Issue #4266, opened 2019-07-03
Add numba.cuda.jit examples


mrocklin:
I'm sitting with a group of people and we started talking about numba.cuda.jit. I turned a recent blogpost into a Google Colab notebook, and it seems to be somewhat effective in getting people started.  https://gist.github.com/mrocklin/cdb99419552bd8df2f2bea2adfd6231f

However, they don't know how to extend this, except with other stencil operations (my example is a stencil computation).  I think that if they had a few examples for reductions, matmul ([which we have already](https://numba.pydata.org/numba-doc/dev/cuda/examples.html#examples)), elementwise, and so on, then they would be able to pull from those and generalize a bit.  

So concretely, I'd love to see an expansion of the numba.cuda.jit examples documentation.  Secondarily I'd love to see this in notebook form that could run on Colab (or some other GPU-cloud service).

mrocklin:
cc @stuartarchibald (who I think will be interacting with this same group tomorrow)

stuartarchibald:
Does the GTC tutorial series help: https://github.com/ContinuumIO/gtc2019-numba ?

stuartarchibald:
xref: https://github.com/numba/numba/issues/4288

gmarkall:
Potentially useful examples:

- [ ] Use of `@jit` function from both CPU- and GPU-jitted functions
- [ ] CuPy / Numba interop examples
- [ ] Transcribe / translate appropriate examples from CUDA release notebooks: https://github.com/numba/numba-examples/tree/master/notebooks

quasiben:
@seanlaw do you have an thoughts on good examples of using numba GPU kernels ?

seanlaw:
@quasiben I don't have any particularly good examples that are easily approachable but, from my limited experience, I've found that the biggest challenge/barrier to entry for users is being able identify appropriate SIMD scenarios to fit the GPU programming paradigm. It almost feels like there are some basic patterns that the user needs to get exposed to first and then, later, be able to recognize it as a chunk of CPU code that would be great on a GPU.

brandon-b-miller:
I'm working on this and should have a PR shortly if thats ok :)

sklam:
Please note that examples should now go into https://github.com/numba/numba-examples.

PR #7918, opened 2022-03-16
Add JIT examples to CUDA docs

brandon-b-miller:
Hi! I thought I'd add some examples I have pulled together around some use cases for `cuda.jit` since there is an issue for it. I added some of my own as well as those I could glean from the discussion in the issue. 

There was some discussion of moving these to the numba examples repo but after discussion with @gmarkall we decided to submit them here. 

Closes https://github.com/numba/numba/issues/4266


sklam (commented):
Thank you for the contribution. 

One worry that I have is ease of testing the validity of the examples as API may drift. I'd suggest include the examples as a runnable `.py` script and use `literalinclude` to reference the lines. See example in https://github.com/numba/numba/blame/b57da5b52cb330ec03837a721e49eb8c9b01aa66/docs/source/cuda/examples.rst#L485

gmarkall:
I have looked over the vector example, and in https://github.com/gmarkall/numba/tree/jit-examples in the commit https://github.com/gmarkall/numba/commit/7632af7e241d8d5d68468742485b4622ea3cb32e I have some suggested edits. The main aim behind the edits is to:

- Simplify the wording / shorten it,
- Change the example code into a test - the same process should be repeatable for the other examples,
- Present more idiomatic usage of CUDA (e.g. not passing in array bounds, using a grid of reasonable size, using `device_array_like` for empty allocations, etc.)

I'll continue to look at the examples but wanted to push this feedback sooner rather than later.

docs/source/cuda/examples.rst
```diff
@@ -3,6 +3,479 @@
...
+               next_temp = curr_temp + k * (data[i + 1] - (2 * curr_temp))
+         elif i == size - 1:
+               # Right wall is held at T = 0
+               next_temp = curr_temp + k * (data[i - 1] - (2 * curr_temp))
+         else:
+               next_temp = curr_temp + k * (data[i - 1] - (2 * curr_temp) + data[i + 1])
+         data[i] = next_temp
+         
+         # wait for every thread to write before moving on
+         cuda.syncthreads()
```
gmarkall, line 146: How does syncing at the block level have any meaningful effect here?

It feels like this example needs two copies of the domain along with a cooperative grid sync, or one kernel launch per timestep in order to ensure that all inputs are taken from the previous timestep and not some values coming from the current timestep at the boundaries between blocks.

Am I misunderstanding the operation of the example?

gmarkall, line 146: How does syncing at the block level have any meaningful effect here?

It feels like this example needs two copies of the domain along with a cooperative grid sync, or one kernel launch per timestep in order to ensure that all inputs are taken from the previous timestep and not some values coming from the current timestep at the boundaries between blocks.

Am I misunderstanding the operation of the example?

docs/source/cuda/examples.rst
```diff
@@ -3,6 +3,479 @@
...
+         2.72682981,  2.18464289,  1.64033805,  1.09444297,  0.54748687])
+
+Plotting this data with a graphing library shows an arc shape highest where
+the object was hot initially and gradually sloping down to zero towards the
+edges where the temperature is fixed at zero. In the limit of infinite time,
+the arc will flatten out completely.
+
+.. _cuda_reduction_shared:
+
+Shared Memory Reduction
```
gmarkall, line 193: We should probably note that this as an example of how to use shared memory rather than the way in which reductions should actually be implemented using Numba - we could point to the `@cuda.reduce` decorator (https://numba.readthedocs.io/en/stable/cuda/reduction.html) and/or demonstrate its use, as it provides an easier interface for building a reduction and uses a slightly more sophisticated (hopefully more performant) implementation: https://github.com/numba/numba/blob/main/numba/cuda/kernels/reduction.py

docs/source/cuda/examples.rst
```diff
@@ -3,6 +3,479 @@
...
+.. code-block:: python
+
+   solve_heat_equation.forall(len(data))(data_gpu, len(data_gpu), 10000, 0.25)
+
+Since the kernel reused the original data vector to work on the problem, copying it back
+to the host yields the results:
+
+.. code-block:: python
+
+   print(data_gpu.copy_to_host())
```
gmarkall, line 159: It might be nice to include before and after plots generated with something like:

```python
import matplotlib.pyplot as plt

plt.plot(np.arange(len(data)), data_gpu.copy_to_host())
plt.title('Heat in a bar')
plt.xlabel('Position')
plt.ylabel('Temperature')
plt.show()
```

to give something like:

temp

gmarkall, line 159: It might be nice to include before and after plots generated with something like:

```python
import matplotlib.pyplot as plt

plt.plot(np.arange(len(data)), data_gpu.copy_to_host())
plt.title('Heat in a bar')
plt.xlabel('Position')
plt.ylabel('Temperature')
plt.show()
```

to give something like:

temp

docs/source/cuda/examples.rst
```diff
@@ -3,6 +3,479 @@
...
+      ### DETERMINE SESSION LABELS
+      # this thread marks the start of a session
+      if gid < size:
+         if is_sess_boundary:
+               results[gid] = gid
+               look_ahead = 1
+
+               # check elements 'forward' of this one 
+               # until a new session boundary is found
+               while results[gid + look_ahead] == 0:
```
gmarkall, line 320: How is it guaranteed that if another session boundary is written by the next thread, it is correctly seen by the current thread?

docs/source/cuda/examples.rst
```diff
@@ -3,6 +3,479 @@
...
+      if 0 < gid < size:
+         if (
+               user_id[gid] != user_id[gid - 1]
+               or timestamp[gid] - timestamp[gid - 1] > session_timeout
+         ):
+               is_sess_boundary = 1
+         else:
+               is_sess_boundary = 0
+      else:
+         is_sess_boundary = 1
```
gmarkall, line 308: Could it be made a little clearer what this is doing by writing it as:


```suggestion
         # Exit early if our gid is beyond the bounds of the data
         if (gid >= len(user_id)):
             return
  
         # Determine whether we're on a session boundary
         different_user = (user_id[gid] != user_id[gid - 1]) 
         time_diff = timestamp[gid] - timestamp[gid - 1]
         timed_out = time_diff > session_timeout
         first_datapoint = (gid == 0)
         is_sess_boundary = different_user or timed_out or first_datapoint
```

i.e. the variable names describe the checks and the condition for being a session boundary "reads" in plain language as opposed to being a more complicated expression.

Also this would allow the next `if` to be removed and the code under it to be moved to the same level as the rest of the function. 

(Note that my indentation in the edited code may not match that in the diff at present - there's some weird 3-space indentation going on in places)

docs/source/cuda/examples.rst
```diff
@@ -3,6 +3,479 @@
...
+   # set the timeout to one hour
+   session_timeout = np.int64(np.timedelta64('3600', 's'))
+   
+Here is a solution using Numba:
+
+.. code-block:: python
+
+   @cuda.jit
+   def sessionize(
+      user_id, timestamp, results, size
```
gmarkall, line 292: Can we not pass in the `size` and instead use `len(user_id)` in the kernel?

gmarkall, line 292: Can we not pass in the `size` and instead use `len(user_id)` in the kernel?

docs/source/cuda/examples.rst
```diff
@@ -3,6 +3,479 @@
...
+..code-block:: python
+
+   print(business_logic(1,2,3)) # -126.79644737231007
+
+It can also be directly reused threadwise inside a GPU kernel. For example one may 
+generate some vectors to represent ``x``, ``y``, and ``z``:
+
+.. code-block:: python
+
+   X = cp.array([1, 10, 234])
```
gmarkall, line 390: Although I do love to champion CuPy / Numba interoperability, we should probably keep the Numba examples self-contained and use Numba device arrays here.

docs/source/cuda/examples.rst
```diff
@@ -3,6 +3,479 @@
...
+
+   @numba.jit
+   def business_logic(x, y, z):
+      return 4 * z * (2 * x - (4 * y) / 2 * pi)
+
+The function ``business_logic`` can be run standalone in compiled form on the CPU:
+
+..code-block:: python
+
+   print(business_logic(1,2,3)) # -126.79644737231007
```
gmarkall, line 383: I think the 4-space indentation makes this fail to render as code (but it should probably be converted to a tested example and `literalinclude`d anyway)

docs/source/cuda/examples.rst
```diff
@@ -3,6 +3,479 @@
...
+   Z = cp.array([3,14,2211])
+
+   results = cp.array([0.,0.,0.])
+
+And a numba kernel referencing the decorated function:
+
+.. code-block:: python
+
+   @cuda.jit
+   def f(res, xarr, yarr, zarr, size):
```
gmarkall, line 401: Can we use `len(xarr)` or `len(res)` instead of passing in the size?

docs/source/cuda/examples.rst
```diff
@@ -3,6 +3,479 @@
...
+=======================
+
+This example shows how to use numba to approximate the value of a definite integral by rapidly generating 
+random numbers on the GPU. A detailed description of the mathematical mechanics of monte carlo integeration 
+is out of the scope of the example, but it can briefly be described as an averaging process where the area 
+under the curve is approximated by taking the average of many rectangles formed by its function values.
+
+.. code-block:: python
+
+   nsamps = 1000000 # numer of samples, higher will lead to a more accurate answer
```
gmarkall, line 427:
```suggestion
   nsamps = 1000000 # number of samples, higher will lead to a more accurate answer
```

gmarkall (changes requested):
Many thanks for the PR - in addition to the commit I linked to in the previous comment, I've left some additional comments on the diff. I think that each of the examples needs to be converted to a test and literalincluded as @sklam suggests, and this will also highlight a couple of things that prevent the code running as-is. 

The use of CuPy is nice but I'd prefer if we kept to Numba code for these examples, although it would be great if we also had a Numba +CuPy interop example (I'm not asking for one to be included in this PR though :-) )

Once the examples are converted to tests I think we might be able to streamline some of the explanations and some of the code too, but I'd prefer to iterate on that once we have the code converted to tested samples.

docs/source/cuda/examples.rst
brandon-b-miller: Yeah, this example was one that I remembered from academia. I think I derived this from some memory of a pure c++ example which used a grid wide barrier. This will be updated.

docs/source/cuda/examples.rst
brandon-b-miller: I will add a comment here, and I used the `cuda.reduce` technique later on in the monte-carlo example.

docs/source/cuda/examples.rst
brandon-b-miller: I really wanted to include some plots here but didn't see any precedent for that elsewhere in the docs. Happy to add them in though.

docs/source/cuda/examples.rst
brandon-b-miller: Ahh, you are right. The reason is these used to be two separate kernels that I fused into one, forgetting that the synchronization that comes from two distinct kernel launches is actually critical. The first used to write the boundaries and the second built out the IDs. Will look into alternatives.

brandon-b-miller:
I think this should be ready for a second pass.

gmarkall:
gpuci run tests

docs/source/cuda/examples.rst
```diff
@@ -3,6 +3,398 @@
...
+.. _cuda_reduction_shared:
+
+Shared Memory Reduction
+=======================
+Numba exposes many CUDA features including shared memory. Shared memory is high speed on chip memory
+that represents a shared address space that all the threads in a block can see. It is local to each
+block and is limited in size, but extremely quick to access, similar to a cache. More can be read 
+about shared memory in the CUDA documentation. As a way of demonstrating shared memory, let's reimplement 
+a famous CUDA solution for summing a vector which works by "folding" the data up using a sucessively
+smaller number of threads.
```
gmarkall, line 179: I think we can skip explaining shared memory here, and link to the section documenting it:
```suggestion
Numba exposes many CUDA features including :ref:`shared memory
<cuda-shared-memory>`. To demonstrate shared memory, let's reimplement a
famous CUDA solution for summing a vector which works by "folding" the data up
using a sucessively smaller number of threads.

```

docs/source/cuda/examples.rst
```diff
@@ -3,6 +3,398 @@
...
+
+Note that this is a fairly naive implementation and more efficient ways of summing an array exist
+within numba. See :ref:`cuda_montecarlo` for an example.
```
gmarkall, line 182:
```suggestion
Note that this is a fairly naive implementation, and there are more efficient ways of implementing reductions
using Numba - see :ref:`cuda_montecarlo` for an example.
```

docs/source/cuda/examples.rst
```diff
@@ -3,6 +3,398 @@
...
+   :language: python
+   :caption: from ``test_ex_reduction`` in ``numba/cuda/tests/doc_examples/test_reduction.py``
+   :start-after: ex_reduction.launch.begin
+   :end-before: ex_reduction.launch.end
+   :dedent: 8
+   :linenos:
+
+This algorithm can be greatly improved upon by redesigning the inner loop
+to use sequential memory accesses, or even furthermore using strategies that
+keep more threads active and working since in this example most threads quickly
```
gmarkall, line 215:
```suggestion
keep more threads active and working, since in this example most threads quickly
```

docs/source/cuda/examples.rst
```diff
@@ -3,6 +3,398 @@
...
+.. literalinclude:: ../../../numba/cuda/tests/doc_examples/test_reduction.py
+   :language: python
+   :caption: from ``test_ex_reduction`` in ``numba/cuda/tests/doc_examples/test_reduction.py``
+   :start-after: ex_reduction.launch.begin
+   :end-before: ex_reduction.launch.end
+   :dedent: 8
+   :linenos:
+
+This algorithm can be greatly improved upon by redesigning the inner loop
+to use sequential memory accesses, or even furthermore using strategies that
```
gmarkall, line 214:
```suggestion
to use sequential memory accesses, and even further by using strategies that
```

docs/source/cuda/examples.rst
```diff
@@ -3,6 +3,398 @@
...
+
+.. _cuda_sessionization:
+
+Dividing Click Data into Sessions
+=================================
+
+
+A common problem in business analytics is that of grouping the activity of users of an online platform into
+sessions, called "sessionization". The idea is that users generally traverse through a website and perform
+various actions (clicking something, filling out a form, etc) in discrete groups. Perhaps a customer spends
```
gmarkall, line 226:
```suggestion
various actions (clicking something, filling out a form, etc.) in discrete groups. Perhaps a customer spends
```

docs/source/cuda/examples.rst
```diff
@@ -3,6 +3,398 @@
...
+some time shopping for an item in the morning and then again at night - often the business is interested in
+treating these periods as separate interactions with their service, and this creates the problem of 
+programmatically splitting up activity in some agreed upon way.
```
gmarkall, line 229:
```suggestion
programmatically splitting up activity in some agreed-upon way.
```

docs/source/cuda/examples.rst
```diff
@@ -3,6 +3,398 @@
...
+
+Here we'll illustrate how to write a group of numba kernels to solve this problem. We'll start with data
```
gmarkall, line 231: I only see one kernel:
```suggestion
Here we'll illustrate how to write a Numba kernel to solve this problem. We'll start with data 
```

docs/source/cuda/examples.rst
```diff
@@ -3,6 +3,398 @@
...
+
+A common problem in business analytics is that of grouping the activity of users of an online platform into
+sessions, called "sessionization". The idea is that users generally traverse through a website and perform
+various actions (clicking something, filling out a form, etc) in discrete groups. Perhaps a customer spends
+some time shopping for an item in the morning and then again at night - often the business is interested in
+treating these periods as separate interactions with their service, and this creates the problem of 
+programmatically splitting up activity in some agreed upon way.
+
+Here we'll illustrate how to write a group of numba kernels to solve this problem. We'll start with data 
+containing two fields: let user_id represent a unique ID corresponding to an individual customer, and let
```
gmarkall, line 232:
```suggestion
containing two fields: let ``user_id`` represent a unique ID corresponding to an individual customer, and let 
```

docs/source/cuda/examples.rst
```diff
@@ -3,6 +3,398 @@
...
+A common problem in business analytics is that of grouping the activity of users of an online platform into
+sessions, called "sessionization". The idea is that users generally traverse through a website and perform
+various actions (clicking something, filling out a form, etc) in discrete groups. Perhaps a customer spends
+some time shopping for an item in the morning and then again at night - often the business is interested in
+treating these periods as separate interactions with their service, and this creates the problem of 
+programmatically splitting up activity in some agreed upon way.
+
+Here we'll illustrate how to write a group of numba kernels to solve this problem. We'll start with data 
+containing two fields: let user_id represent a unique ID corresponding to an individual customer, and let 
+action_time be a time that some unknown action was taken on the service. Right now, we'll assume there's
```
gmarkall, line 233:
```suggestion
``action_time`` be a time that some unknown action was taken on the service. Right now, we'll assume there's 
```

docs/source/cuda/examples.rst
```diff
@@ -3,6 +3,398 @@
...
+some time shopping for an item in the morning and then again at night - often the business is interested in
+treating these periods as separate interactions with their service, and this creates the problem of 
+programmatically splitting up activity in some agreed upon way.
+
+Here we'll illustrate how to write a group of numba kernels to solve this problem. We'll start with data 
+containing two fields: let user_id represent a unique ID corresponding to an individual customer, and let 
+action_time be a time that some unknown action was taken on the service. Right now, we'll assume there's 
+only one type of action, so all there is to know is when it happened.
+
+Our goal will be to create a new column called session_id which contains a label corresponding to a unique
```
gmarkall, line 236:
```suggestion
Our goal will be to create a new column called ``session_id``, which contains a label corresponding to a unique 
```

docs/source/cuda/examples.rst
```diff
@@ -3,6 +3,398 @@
...
+
+.. literalinclude:: ../../../numba/cuda/tests/doc_examples/test_sessionize.py
+   :language: python
+   :caption: from ``test_ex_sessionize`` in ``numba/cuda/tests/doc_examples/test_sessionize.py``
+   :start-after: ex_sessionize.kernel.begin
+   :end-before: ex_sessionize.kernel.end
+   :dedent: 8
+   :linenos:
+
+Let's generate some data and try out the kernel.
```
gmarkall, line 258:
```suggestion
Let's generate some data and try out the kernel:
```

docs/source/cuda/examples.rst
```diff
@@ -3,6 +3,398 @@
...
+.. literalinclude:: ../../../numba/cuda/tests/doc_examples/test_sessionize.py
+   :language: python
+   :caption: from ``test_ex_sessionize`` in ``numba/cuda/tests/doc_examples/test_sessionize.py``
+   :start-after: ex_sessionize.allocate.begin
+   :end-before: ex_sessionize.allocate.end
+   :dedent: 8
+   :linenos:
+
+As can be seen above, the kernel successfully divided the first three datapoints from the second three for the first user ID,
+and a similar pattern is seen througout. This example has wide applicability in a business setting and can be used to study
```
gmarkall, line 269: The sentence beginning "This example has..." seems out-of-place here and partially re-states the introduction to the problem - can we either somehow move what it says into the first paragraph, or just remove it?

docs/source/cuda/examples.rst
```diff
@@ -3,6 +3,398 @@
...
+   :end-before: ex_cpu_gpu_compat.launch.end
+   :dedent: 8
+   :linenos:
+
+.. _cuda_montecarlo:
+
+Monte Carlo Integration
+=======================
+
+This example shows how to use numba to approximate the value of a definite integral by rapidly generating
```
gmarkall, line 337:
```suggestion
This example shows how to use Numba to approximate the value of a definite integral by rapidly generating 
```

docs/source/cuda/examples.rst
```diff
@@ -3,6 +3,398 @@
...
+   :dedent: 8
+   :linenos:
+
+.. _cuda_montecarlo:
+
+Monte Carlo Integration
+=======================
+
+This example shows how to use numba to approximate the value of a definite integral by rapidly generating 
+random numbers on the GPU. A detailed description of the mathematical mechanics of monte carlo integeration
```
gmarkall, line 338:
```suggestion
random numbers on the GPU. A detailed description of the mathematical mechanics of Monte Carlo integeration 
```

docs/source/cuda/examples.rst
```diff
@@ -3,6 +3,398 @@
...
+
+Monte Carlo Integration
+=======================
+
+This example shows how to use numba to approximate the value of a definite integral by rapidly generating 
+random numbers on the GPU. A detailed description of the mathematical mechanics of monte carlo integeration 
+is out of the scope of the example, but it can briefly be described as an averaging process where the area 
+under the curve is approximated by taking the average of many rectangles formed by its function values.
+
+In addition this example shows how to perform reductions in numba using the :func:`numba.cuda.reduce` API.
```
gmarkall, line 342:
_____
* _Work task_
Which lines belong in the answer? Exactly those from the first line of the entries through the line holding "However, they don't", inclusive, copied unchanged.

* _Result of this task_
Issue #4266, opened 2019-07-03
Add numba.cuda.jit examples


mrocklin:
I'm sitting with a group of people and we started talking about numba.cuda.jit. I turned a recent blogpost into a Google Colab notebook, and it seems to be somewhat effective in getting people started.  https://gist.github.com/mrocklin/cdb99419552bd8df2f2bea2adfd6231f

However, they don't know how to extend this, except with other stencil operations (my example is a stencil computation).  I think that if they had a few examples for reductions, matmul ([which we have already](https://numba.pydata.org/numba-doc/dev/cuda/examples.html#examples)), elementwise, and so on, then they would be able to pull from those and generalize a bit.  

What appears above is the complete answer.